:: DIRECTIONS ::
A bare number is the only acceptable answer: how many lines of these entries include "String"?
================
PR #882, opened 2017-05-27
Fix strange behaviour of Jump dialog on re-creation

fikr4n:
Issue:

- When user types sura name in Jump dialog (and completion/suggestion drop down displays) and then rotates the screen, it forces complete instead of displaying the drop down just like before.

Changes:

- Use a new approach instead of `onAttachedToWindow`.
- Create a specific event name instead of "borrowing" `onItemClick`.

### DIFF
--- a/app/src/main/java/com/quran/labs/androidquran/ui/PagerActivity.java
+++ b/app/src/main/java/com/quran/labs/androidquran/ui/PagerActivity.java
@@ -78,6 +78,7 @@ import com.quran.labs.androidquran.ui.fragment.TranslationFragment;
 import com.quran.labs.androidquran.ui.helpers.AyahSelectedListener;
 import com.quran.labs.androidquran.ui.helpers.AyahTracker;
 import com.quran.labs.androidquran.ui.helpers.HighlightType;
+import com.quran.labs.androidquran.ui.helpers.JumpDestination;
 import com.quran.labs.androidquran.ui.helpers.QuranDisplayHelper;
 import com.quran.labs.androidquran.ui.helpers.QuranPage;
 import com.quran.labs.androidquran.ui.helpers.QuranPageAdapter;
@@ -125,7 +126,8 @@ public class PagerActivity extends QuranActionBarActivity implements
     AudioStatusBar.AudioBarListener,
     DefaultDownloadReceiver.DownloadListener,
     TagBookmarkDialog.OnBookmarkTagsUpdateListener,
-    AyahSelectedListener {
+    AyahSelectedListener,
+    JumpDestination {
   private static final String AUDIO_DOWNLOAD_KEY = "AUDIO_DOWNLOAD_KEY";
   private static final String LAST_AUDIO_DL_REQUEST = "LAST_AUDIO_DL_REQUEST";
   private static final String LAST_READ_PAGE = "LAST_READ_PAGE";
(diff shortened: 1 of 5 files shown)


fikr4n:
I remembered @ozbek's suggestion to create interface instead of using the activity directly, so I also create a new interface. Not sure if it should be inner interface of `JumpFragment` or just like this.

fikr4n:
Brothers, I inspected the `QuranActivityTest` test case and found that it checks for the existence of "Surat Al-Fatihah" list item on the first page of `QuranActivity`. The problem is that the fragment scrolls to the latest visited sura. It makes the test case fails if the latest page is not Al-Fatihah. I think the test case should be updated so the scenario is identical for each time it is run/executed.

app/src/main/java/com/quran/labs/androidquran/widgets/ForceCompleteTextView.java
```diff
@@ -46,23 +52,39 @@ protected void onFocusChanged(boolean focused, int direction, Rect previouslyFoc
...
-   * use to force the completion, the listener will be called with position argument set to -1 and
-   * view argument set to null.
+   * Sets the listener that will be called to do force completion ({@link #onForceComplete(int,
+   * long)}).
+   */
+  public void setOnForceCompleteListener(@Nullable OnForceCompleteListener l) {
+    this.onForceCompleteListener = l;
+    post(() -> {
+      if (!isFocused()) {
+        onForceComplete(-2, AdapterView.INVALID_ROW_ID);
```
ozbek: Just curious, why did you use -2 here but -1 elsewhere for the first argument?

fikr4n: There is no real reason, just to make them different. I don't know if it will be useful in the future.

ozbek: Not sure about the future either, but it looks confusing **now** :)

fikr4n: Okay, I'll change it. Barakallah.

fikr4n: How about `AdapterView.INVALID_POSITION`?

ozbek: That sounds very reasonable.

app/src/main/java/com/quran/labs/androidquran/ui/PagerActivity.java
```diff
@@ -799,12 +801,14 @@ public void onNewIntent(Intent intent) {
...
   }
 
+  @Override
   public void jumpTo(int page) {
     Intent i = new Intent(this, PagerActivity.class);
     i.putExtra("page", page);
     onNewIntent(i);
   }
 
+  @Override
```
hakimrie: since this method is override from interface, I think it is better to group it at the top class, below override methods from Activity.
Moreover this class should be re arranged so all public method at the top and all private method at the bottom 🤔

fikr4n: What do you think @ozbek?

ozbek: Grouping is a good idea, but at the top or bottom - that changes from person to person. I'd wait for @ahmedre on that.

ahmedre:
jazakAllah khairan, works better than the existing way.  i noticed on the emulator though that if the keyboard is visible and you switch orientations (from portrait to landscape) that the dropdown disappears - no additional completion seems to happen in this case unless you start erasing characters and re-typing.

for the `QuranActivityTest` issue, may you file a bug?

fikr4n:
Wajazakallahu khairan.

> for the QuranActivityTest issue, may you file a bug?

I've posted as #902.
================
:: EXERCISE ANSWER ::
3